__Records for this exercise__:
<<<<
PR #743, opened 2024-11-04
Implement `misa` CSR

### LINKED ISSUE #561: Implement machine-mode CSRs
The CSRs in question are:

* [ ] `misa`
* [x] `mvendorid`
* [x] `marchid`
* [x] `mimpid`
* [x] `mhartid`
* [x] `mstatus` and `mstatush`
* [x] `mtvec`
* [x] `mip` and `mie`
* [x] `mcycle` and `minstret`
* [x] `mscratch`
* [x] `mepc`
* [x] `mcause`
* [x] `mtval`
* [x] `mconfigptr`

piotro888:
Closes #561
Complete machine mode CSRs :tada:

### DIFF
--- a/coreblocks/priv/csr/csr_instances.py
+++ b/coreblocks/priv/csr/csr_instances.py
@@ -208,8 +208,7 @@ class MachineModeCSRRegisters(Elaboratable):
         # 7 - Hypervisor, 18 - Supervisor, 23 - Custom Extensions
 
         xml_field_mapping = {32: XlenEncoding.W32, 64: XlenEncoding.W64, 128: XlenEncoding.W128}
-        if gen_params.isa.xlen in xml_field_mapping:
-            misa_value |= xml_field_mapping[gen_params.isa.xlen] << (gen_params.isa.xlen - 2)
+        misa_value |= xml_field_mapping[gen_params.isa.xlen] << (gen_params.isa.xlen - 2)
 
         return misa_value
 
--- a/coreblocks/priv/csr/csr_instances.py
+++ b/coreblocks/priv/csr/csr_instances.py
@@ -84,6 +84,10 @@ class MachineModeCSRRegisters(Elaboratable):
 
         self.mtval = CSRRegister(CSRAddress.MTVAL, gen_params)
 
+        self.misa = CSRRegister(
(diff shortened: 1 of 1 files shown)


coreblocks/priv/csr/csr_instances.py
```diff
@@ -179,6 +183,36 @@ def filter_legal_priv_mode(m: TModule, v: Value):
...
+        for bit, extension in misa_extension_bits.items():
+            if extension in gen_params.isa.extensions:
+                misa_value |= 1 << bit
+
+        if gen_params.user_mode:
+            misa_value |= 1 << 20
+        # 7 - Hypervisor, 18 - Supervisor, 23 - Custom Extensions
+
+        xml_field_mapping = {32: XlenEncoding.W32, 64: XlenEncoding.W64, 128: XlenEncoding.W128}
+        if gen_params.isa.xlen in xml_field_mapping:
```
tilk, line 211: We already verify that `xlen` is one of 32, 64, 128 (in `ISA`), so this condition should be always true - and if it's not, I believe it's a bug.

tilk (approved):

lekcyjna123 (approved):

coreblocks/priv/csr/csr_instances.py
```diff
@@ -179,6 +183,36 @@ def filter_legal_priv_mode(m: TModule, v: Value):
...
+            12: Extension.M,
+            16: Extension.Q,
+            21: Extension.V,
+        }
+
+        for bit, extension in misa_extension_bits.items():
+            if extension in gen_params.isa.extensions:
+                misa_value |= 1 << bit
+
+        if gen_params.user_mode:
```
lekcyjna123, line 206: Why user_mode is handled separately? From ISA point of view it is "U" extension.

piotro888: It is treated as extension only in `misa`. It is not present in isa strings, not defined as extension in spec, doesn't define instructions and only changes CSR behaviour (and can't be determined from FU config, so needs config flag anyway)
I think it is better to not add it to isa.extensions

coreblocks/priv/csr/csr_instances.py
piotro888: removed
>>>>
<<<<
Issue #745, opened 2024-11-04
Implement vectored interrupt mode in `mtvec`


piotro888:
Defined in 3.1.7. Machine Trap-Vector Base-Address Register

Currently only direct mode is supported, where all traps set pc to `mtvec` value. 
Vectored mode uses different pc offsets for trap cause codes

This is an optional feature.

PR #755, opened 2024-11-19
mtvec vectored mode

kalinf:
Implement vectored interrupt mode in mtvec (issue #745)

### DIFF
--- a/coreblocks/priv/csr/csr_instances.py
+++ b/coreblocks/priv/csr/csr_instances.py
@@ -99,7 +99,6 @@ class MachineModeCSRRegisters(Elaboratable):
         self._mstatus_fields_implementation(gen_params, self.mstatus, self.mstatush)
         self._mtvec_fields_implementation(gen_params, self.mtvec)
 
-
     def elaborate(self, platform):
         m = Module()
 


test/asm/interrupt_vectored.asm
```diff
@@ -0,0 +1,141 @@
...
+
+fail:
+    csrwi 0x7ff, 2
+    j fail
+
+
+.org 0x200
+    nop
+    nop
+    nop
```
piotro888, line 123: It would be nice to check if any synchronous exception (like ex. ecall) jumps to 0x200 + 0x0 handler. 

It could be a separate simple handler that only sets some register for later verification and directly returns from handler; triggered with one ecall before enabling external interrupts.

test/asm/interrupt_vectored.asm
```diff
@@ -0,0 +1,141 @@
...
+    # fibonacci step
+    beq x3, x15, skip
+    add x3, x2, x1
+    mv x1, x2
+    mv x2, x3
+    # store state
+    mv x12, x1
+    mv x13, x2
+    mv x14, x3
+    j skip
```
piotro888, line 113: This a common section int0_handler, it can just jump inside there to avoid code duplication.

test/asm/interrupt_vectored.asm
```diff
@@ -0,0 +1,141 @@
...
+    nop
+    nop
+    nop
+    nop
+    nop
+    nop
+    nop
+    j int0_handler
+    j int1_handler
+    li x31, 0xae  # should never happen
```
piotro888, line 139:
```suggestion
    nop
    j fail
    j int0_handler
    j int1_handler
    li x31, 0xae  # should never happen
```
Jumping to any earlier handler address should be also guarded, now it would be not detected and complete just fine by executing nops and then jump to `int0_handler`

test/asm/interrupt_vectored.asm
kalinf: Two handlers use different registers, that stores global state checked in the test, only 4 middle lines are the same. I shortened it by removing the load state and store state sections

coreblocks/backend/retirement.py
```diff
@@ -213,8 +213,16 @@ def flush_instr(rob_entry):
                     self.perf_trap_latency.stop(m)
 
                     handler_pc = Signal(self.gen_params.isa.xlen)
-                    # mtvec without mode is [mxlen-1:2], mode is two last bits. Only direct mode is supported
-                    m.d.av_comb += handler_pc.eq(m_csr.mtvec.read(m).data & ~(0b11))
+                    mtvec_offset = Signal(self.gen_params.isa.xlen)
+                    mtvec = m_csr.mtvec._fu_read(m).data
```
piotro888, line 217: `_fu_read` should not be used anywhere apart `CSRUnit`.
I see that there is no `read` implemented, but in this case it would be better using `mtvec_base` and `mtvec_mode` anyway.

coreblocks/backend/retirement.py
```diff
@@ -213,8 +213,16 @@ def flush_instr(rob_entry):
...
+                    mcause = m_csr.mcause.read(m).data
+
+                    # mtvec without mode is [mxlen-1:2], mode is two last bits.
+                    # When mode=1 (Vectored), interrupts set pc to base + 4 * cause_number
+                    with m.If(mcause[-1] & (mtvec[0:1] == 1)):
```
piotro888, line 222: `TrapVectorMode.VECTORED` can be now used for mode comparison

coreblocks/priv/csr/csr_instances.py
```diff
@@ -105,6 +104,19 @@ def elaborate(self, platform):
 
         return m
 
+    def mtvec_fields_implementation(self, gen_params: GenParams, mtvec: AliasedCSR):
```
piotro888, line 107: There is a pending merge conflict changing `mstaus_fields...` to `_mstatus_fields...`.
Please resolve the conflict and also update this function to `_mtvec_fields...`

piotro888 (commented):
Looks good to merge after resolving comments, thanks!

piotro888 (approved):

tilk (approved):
>>>>
<<<<
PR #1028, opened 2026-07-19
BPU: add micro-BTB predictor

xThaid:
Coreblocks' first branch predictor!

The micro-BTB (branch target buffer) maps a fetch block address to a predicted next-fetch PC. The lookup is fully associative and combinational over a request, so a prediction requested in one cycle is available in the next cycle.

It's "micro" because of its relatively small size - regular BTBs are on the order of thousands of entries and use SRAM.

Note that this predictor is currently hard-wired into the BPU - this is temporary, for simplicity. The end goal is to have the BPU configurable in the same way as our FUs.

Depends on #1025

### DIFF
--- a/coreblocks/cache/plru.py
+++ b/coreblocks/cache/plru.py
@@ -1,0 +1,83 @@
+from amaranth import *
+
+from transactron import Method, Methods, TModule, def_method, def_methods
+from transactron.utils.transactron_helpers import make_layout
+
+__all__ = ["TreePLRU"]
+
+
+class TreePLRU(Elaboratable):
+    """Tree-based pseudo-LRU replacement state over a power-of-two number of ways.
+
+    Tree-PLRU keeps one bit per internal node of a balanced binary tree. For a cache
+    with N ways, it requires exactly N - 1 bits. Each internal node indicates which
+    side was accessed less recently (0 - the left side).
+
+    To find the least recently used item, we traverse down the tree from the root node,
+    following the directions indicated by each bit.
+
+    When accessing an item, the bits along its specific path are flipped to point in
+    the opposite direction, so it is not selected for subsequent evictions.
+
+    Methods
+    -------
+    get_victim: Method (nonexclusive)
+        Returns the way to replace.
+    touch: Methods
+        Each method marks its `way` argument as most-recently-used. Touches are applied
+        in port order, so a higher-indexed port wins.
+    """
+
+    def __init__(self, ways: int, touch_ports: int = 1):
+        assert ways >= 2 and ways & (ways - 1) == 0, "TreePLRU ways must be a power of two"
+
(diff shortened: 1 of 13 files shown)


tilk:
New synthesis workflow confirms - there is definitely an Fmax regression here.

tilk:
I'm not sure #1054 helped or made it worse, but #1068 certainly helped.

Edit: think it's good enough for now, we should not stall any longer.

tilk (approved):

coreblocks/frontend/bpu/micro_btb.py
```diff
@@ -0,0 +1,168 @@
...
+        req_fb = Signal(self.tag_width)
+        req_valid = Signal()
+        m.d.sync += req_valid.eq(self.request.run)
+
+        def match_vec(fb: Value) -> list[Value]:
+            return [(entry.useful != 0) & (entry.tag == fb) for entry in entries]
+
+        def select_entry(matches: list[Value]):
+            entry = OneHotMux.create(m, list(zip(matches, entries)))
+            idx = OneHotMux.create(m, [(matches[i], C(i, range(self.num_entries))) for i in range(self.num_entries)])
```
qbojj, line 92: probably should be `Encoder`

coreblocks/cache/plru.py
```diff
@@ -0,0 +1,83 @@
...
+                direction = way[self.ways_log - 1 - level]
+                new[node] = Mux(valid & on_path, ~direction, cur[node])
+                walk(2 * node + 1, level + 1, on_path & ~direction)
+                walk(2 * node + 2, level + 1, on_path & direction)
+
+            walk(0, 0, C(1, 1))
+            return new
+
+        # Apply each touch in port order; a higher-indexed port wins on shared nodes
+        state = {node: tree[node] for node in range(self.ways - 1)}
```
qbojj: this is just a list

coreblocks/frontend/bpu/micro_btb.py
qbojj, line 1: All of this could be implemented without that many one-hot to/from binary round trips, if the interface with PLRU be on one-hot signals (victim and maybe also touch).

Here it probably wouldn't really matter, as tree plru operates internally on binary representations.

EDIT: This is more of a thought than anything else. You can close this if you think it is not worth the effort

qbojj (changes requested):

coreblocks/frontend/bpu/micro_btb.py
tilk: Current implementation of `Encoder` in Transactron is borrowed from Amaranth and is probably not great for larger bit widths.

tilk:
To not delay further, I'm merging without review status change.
>>>>
__Task objective__: Look through the listing, and copy each line that contains the word "same".

__Response area__:
kalinf: Two handlers use different registers, that stores global state checked in the test, only 4 middle lines are the same. I shortened it by removing the load state and store state sections
Note that this predictor is currently hard-wired into the BPU - this is temporary, for simplicity. The end goal is to have the BPU configurable in the same way as our FUs.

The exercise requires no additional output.